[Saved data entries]
%%

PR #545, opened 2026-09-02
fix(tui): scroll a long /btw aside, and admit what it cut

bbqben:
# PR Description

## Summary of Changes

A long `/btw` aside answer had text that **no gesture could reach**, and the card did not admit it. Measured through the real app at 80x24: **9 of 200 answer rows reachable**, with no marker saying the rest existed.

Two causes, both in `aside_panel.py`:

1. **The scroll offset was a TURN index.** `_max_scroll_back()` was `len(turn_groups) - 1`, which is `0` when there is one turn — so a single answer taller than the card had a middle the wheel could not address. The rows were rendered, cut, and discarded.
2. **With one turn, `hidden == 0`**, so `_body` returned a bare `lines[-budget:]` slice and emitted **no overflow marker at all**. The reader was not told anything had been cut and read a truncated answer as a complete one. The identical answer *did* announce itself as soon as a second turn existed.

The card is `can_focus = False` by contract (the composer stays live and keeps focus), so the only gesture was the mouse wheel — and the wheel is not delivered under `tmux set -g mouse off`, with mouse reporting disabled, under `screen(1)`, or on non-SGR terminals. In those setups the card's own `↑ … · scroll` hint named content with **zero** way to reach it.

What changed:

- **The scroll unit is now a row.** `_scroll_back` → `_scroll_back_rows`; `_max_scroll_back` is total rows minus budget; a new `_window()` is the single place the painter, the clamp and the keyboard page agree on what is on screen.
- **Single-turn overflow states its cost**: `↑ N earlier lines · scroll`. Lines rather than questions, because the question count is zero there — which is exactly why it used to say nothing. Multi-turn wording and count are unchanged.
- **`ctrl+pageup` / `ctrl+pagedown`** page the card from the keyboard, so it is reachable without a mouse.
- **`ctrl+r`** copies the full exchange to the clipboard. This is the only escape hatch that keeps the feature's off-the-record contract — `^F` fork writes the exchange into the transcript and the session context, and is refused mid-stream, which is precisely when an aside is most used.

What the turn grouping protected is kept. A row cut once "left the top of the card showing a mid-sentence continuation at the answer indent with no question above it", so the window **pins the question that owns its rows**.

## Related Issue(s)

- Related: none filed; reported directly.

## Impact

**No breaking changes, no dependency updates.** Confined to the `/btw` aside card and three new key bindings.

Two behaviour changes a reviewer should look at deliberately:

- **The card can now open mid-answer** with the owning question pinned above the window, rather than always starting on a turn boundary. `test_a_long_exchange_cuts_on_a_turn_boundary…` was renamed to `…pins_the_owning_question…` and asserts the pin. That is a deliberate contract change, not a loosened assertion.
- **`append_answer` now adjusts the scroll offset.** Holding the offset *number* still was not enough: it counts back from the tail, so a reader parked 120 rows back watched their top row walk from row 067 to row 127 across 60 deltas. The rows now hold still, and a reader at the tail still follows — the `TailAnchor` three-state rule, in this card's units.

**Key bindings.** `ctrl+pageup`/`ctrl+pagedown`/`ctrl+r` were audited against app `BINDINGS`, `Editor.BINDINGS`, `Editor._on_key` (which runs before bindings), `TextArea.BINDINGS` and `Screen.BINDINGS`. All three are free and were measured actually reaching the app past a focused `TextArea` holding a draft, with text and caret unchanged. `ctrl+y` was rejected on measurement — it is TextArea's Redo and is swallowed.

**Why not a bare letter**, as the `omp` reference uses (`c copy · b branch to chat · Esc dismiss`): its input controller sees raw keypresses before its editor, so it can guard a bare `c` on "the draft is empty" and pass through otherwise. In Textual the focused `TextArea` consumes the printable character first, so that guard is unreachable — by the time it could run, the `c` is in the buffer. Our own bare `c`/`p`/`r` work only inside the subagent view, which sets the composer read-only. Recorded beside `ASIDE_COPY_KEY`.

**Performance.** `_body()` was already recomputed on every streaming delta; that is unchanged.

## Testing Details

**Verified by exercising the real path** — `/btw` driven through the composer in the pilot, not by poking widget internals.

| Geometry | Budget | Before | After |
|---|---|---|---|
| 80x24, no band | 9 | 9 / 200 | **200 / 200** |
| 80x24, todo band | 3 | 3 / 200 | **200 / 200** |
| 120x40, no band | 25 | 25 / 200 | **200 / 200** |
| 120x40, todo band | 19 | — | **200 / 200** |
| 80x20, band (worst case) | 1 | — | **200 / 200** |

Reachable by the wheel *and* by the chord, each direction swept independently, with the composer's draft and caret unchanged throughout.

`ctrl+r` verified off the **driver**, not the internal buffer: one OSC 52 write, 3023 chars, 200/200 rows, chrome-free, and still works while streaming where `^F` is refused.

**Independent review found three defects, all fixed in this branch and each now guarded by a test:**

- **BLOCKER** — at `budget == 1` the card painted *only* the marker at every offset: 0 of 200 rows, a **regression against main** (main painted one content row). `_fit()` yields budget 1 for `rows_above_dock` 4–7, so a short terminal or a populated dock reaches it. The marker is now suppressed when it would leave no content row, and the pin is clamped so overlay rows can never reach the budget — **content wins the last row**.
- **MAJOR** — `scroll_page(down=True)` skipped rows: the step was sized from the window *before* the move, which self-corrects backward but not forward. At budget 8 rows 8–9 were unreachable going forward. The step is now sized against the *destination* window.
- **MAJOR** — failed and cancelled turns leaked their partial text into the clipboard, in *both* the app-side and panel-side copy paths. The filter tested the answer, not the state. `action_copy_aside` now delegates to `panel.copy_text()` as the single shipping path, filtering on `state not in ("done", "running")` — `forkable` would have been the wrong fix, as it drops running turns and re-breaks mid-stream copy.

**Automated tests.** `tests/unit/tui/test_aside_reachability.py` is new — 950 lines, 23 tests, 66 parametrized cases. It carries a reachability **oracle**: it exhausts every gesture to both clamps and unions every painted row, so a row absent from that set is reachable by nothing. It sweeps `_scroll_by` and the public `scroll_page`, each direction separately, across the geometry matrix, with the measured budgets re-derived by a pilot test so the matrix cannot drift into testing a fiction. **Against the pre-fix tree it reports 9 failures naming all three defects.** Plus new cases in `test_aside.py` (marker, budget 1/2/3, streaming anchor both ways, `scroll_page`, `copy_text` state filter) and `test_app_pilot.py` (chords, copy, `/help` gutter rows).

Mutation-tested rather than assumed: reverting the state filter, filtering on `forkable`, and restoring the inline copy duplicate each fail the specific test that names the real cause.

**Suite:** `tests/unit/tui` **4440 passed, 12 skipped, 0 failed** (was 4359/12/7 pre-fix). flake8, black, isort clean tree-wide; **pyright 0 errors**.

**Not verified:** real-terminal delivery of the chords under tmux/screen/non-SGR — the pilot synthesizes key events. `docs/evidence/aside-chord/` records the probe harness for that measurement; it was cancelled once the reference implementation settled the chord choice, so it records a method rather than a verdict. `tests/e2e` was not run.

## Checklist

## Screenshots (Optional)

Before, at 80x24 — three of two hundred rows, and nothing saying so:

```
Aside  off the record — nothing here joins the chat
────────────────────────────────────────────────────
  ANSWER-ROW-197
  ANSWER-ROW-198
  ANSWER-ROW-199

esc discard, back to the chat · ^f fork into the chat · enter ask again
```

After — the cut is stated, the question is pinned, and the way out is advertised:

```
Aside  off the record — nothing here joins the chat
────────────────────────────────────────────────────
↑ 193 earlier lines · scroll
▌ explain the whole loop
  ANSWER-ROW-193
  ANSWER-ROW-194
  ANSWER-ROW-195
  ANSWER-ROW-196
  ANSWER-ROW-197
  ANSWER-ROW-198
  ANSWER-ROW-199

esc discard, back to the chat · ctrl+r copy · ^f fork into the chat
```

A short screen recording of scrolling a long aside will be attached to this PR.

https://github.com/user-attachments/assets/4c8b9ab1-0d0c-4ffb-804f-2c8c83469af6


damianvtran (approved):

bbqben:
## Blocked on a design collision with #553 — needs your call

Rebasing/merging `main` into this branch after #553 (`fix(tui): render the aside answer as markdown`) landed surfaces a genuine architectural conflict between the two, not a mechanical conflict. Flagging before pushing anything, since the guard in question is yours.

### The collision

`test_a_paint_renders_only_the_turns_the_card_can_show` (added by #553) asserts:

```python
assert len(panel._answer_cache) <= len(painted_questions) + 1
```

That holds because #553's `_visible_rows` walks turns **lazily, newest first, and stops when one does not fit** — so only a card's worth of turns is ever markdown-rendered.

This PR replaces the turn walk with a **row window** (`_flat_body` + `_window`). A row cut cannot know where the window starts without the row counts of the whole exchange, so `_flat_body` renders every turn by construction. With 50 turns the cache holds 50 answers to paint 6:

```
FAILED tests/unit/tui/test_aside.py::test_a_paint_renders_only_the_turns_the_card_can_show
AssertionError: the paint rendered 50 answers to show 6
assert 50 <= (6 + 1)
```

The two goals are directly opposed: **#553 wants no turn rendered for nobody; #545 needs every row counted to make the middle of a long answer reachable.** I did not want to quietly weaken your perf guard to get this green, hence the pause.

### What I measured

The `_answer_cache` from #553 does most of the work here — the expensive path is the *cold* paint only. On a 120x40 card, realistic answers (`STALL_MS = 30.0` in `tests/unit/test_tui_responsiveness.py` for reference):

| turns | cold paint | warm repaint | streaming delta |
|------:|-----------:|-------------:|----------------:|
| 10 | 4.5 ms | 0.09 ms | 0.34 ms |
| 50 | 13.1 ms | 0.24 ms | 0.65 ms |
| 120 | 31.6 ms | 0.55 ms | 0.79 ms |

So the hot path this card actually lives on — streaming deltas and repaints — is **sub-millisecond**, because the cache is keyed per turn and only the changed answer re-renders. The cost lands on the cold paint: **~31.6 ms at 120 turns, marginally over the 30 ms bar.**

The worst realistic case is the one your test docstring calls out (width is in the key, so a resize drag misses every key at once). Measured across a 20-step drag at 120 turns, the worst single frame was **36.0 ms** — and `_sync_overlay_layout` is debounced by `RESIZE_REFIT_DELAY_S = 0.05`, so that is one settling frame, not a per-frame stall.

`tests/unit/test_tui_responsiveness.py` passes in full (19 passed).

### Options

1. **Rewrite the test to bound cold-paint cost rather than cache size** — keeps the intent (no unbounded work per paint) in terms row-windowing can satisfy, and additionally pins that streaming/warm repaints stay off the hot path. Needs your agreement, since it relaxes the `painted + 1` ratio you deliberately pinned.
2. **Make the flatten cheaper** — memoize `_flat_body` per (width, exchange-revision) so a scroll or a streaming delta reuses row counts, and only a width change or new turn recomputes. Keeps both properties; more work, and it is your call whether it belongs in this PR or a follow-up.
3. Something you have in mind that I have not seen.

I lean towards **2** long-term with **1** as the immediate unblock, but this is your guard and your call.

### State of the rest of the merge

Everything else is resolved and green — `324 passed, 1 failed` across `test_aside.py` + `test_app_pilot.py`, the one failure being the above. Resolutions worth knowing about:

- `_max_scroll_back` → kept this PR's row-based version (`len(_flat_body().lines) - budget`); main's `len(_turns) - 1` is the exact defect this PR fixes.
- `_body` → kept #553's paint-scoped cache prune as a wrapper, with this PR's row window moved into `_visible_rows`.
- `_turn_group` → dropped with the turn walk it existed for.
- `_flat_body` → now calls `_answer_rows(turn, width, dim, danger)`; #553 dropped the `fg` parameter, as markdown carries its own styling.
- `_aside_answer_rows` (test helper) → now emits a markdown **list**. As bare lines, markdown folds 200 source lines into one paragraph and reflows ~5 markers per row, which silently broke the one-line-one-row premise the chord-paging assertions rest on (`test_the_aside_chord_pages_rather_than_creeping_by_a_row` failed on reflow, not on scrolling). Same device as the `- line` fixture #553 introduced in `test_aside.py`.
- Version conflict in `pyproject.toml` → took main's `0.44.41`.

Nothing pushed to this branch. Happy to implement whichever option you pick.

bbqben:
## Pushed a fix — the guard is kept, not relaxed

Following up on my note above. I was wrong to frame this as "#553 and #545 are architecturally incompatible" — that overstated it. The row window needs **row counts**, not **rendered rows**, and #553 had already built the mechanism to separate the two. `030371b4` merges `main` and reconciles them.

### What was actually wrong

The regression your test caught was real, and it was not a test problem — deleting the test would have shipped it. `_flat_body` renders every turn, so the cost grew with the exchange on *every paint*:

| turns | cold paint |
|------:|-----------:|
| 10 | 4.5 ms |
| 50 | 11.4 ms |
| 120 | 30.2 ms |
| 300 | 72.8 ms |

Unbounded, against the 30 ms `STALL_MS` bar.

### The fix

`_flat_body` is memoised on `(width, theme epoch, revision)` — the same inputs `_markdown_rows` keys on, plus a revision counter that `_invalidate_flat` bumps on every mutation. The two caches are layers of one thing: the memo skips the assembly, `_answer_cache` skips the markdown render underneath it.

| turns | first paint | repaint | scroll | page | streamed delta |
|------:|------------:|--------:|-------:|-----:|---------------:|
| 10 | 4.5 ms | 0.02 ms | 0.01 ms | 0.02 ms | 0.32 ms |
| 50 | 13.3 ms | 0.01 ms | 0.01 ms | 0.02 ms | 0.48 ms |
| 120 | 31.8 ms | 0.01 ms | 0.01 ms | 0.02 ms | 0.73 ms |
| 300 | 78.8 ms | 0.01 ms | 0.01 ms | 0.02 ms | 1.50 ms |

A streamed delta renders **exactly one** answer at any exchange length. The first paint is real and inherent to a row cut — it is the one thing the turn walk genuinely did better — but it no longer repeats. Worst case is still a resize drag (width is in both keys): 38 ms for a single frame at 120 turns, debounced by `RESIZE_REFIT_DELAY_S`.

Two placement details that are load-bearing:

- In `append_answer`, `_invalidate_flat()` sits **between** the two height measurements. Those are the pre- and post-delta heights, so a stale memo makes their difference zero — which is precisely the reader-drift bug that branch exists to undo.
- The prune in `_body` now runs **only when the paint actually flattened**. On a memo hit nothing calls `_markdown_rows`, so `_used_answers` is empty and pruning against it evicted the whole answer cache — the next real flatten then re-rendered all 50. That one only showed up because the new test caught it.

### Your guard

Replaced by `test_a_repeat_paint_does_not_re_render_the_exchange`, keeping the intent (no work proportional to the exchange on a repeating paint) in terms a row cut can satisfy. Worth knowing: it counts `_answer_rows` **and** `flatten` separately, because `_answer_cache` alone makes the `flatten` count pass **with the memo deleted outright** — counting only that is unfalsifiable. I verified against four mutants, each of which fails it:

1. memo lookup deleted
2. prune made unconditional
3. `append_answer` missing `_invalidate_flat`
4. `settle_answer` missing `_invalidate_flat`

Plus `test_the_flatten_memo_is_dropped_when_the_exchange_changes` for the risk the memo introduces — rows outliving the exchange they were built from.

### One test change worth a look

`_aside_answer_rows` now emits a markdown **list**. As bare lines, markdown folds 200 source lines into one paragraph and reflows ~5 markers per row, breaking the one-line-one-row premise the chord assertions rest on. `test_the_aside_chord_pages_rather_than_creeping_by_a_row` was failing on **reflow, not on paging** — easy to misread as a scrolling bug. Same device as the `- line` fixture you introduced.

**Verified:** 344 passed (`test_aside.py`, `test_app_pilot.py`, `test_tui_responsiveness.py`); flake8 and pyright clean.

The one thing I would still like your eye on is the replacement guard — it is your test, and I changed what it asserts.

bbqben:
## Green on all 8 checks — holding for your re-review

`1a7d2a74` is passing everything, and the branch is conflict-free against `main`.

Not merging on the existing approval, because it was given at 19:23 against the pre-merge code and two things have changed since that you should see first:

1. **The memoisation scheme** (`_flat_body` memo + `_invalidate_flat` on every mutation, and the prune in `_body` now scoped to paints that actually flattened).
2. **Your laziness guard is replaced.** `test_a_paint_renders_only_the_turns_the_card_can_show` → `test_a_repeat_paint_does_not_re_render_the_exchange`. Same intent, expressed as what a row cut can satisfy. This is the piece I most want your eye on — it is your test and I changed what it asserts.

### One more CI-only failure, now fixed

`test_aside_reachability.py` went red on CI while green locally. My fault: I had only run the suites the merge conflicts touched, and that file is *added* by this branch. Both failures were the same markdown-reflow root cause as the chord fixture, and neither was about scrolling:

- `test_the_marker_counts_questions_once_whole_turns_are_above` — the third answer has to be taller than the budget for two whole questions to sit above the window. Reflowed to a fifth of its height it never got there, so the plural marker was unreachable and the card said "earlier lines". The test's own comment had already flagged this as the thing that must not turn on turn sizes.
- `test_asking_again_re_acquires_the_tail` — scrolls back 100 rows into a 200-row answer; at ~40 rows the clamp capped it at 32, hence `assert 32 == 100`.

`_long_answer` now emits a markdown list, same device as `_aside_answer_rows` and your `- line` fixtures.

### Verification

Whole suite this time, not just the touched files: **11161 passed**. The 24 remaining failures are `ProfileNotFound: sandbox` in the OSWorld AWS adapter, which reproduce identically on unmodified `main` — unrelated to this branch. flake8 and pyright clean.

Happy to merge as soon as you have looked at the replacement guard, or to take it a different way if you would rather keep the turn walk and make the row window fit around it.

%%

- [What is required]:
Copy the lines from the start of the data verbatim, stopping after the line containing "the rest existed.".

- [Reply]:
PR #545, opened 2026-09-02
fix(tui): scroll a long /btw aside, and admit what it cut

bbqben:
# PR Description

## Summary of Changes

A long `/btw` aside answer had text that **no gesture could reach**, and the card did not admit it. Measured through the real app at 80x24: **9 of 200 answer rows reachable**, with no marker saying the rest existed.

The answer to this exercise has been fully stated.